The quarterly or biannual or yearly payments are set in a specific currency.

If you recall the stories told about Germany after WW1, they jacked up their
inflation because their repayment (pmts were to France, I believe) amounts
were set in Deutsche Marks. Because the German gov't could print marks, they
could raise inflation arbitrarily. Inflating the volume of deutsche marks in
circulation makes each individual deutsche mark less valuable.

So in the late 20s or early 30s, the German got had cut themselves a sweet
deal handing worthless deutsche marks over to the French and the german people
would buy loaves of bread with wheelbarrows of Deutsche marks, according to
the tales.

Inflation is not only the result of printing extra money. If workers become
more valuable, their salaries rise and they have extra money to spend, the
merchants they trade with can raise prices as well, etc.

So from a naive, freshman macroeconomics view (ie mine), increased trade,
increased demand drives inflation in the currency. By that same token,
decreased economic activity, laid off workers etc drives deflation.
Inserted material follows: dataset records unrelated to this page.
PR #1699, opened 2024-10-21
chore(charts): celestia versions bump

quasystaty1:
## Summary
updates celestia-node and celestia-local charts to support the new versions.
## Background
Celestia mocha-4 testnet went through an upgrade, nodes should upgrade by nov 7th

## Changes
- celestia-app `v2.0.0 -> v2.3.1`
- celestia-node `v0.16.0-rc -> v0.18.3-mocha`
- adjusts celestia-node` config.toml` env variables
- adds pruner service to configs
## Testing
celestia-local tested locally running smoke-tests, celestia-node sync tested locally & against flame.

## Breaking Changelist
- celestia environment variable changes

### DIFF
--- a/charts/celestia-node/values.yaml
+++ b/charts/celestia-node/values.yaml
@@ -20,7 +20,7 @@ config:
 
 images:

In that
scenario, money is worth more and more because many people don't have it.
That's when someone on the street in the Great Depression trades a pound of
apples for a nickel, when currency is scarce and valuable.

So betting on deflation can be tantamount to betting the U.S. economy at large
will tighten up and times will be rough. It is my understanding of the
Telegraph headline that many traders bet on an economic downturn that never
got as bad as they had hoped for.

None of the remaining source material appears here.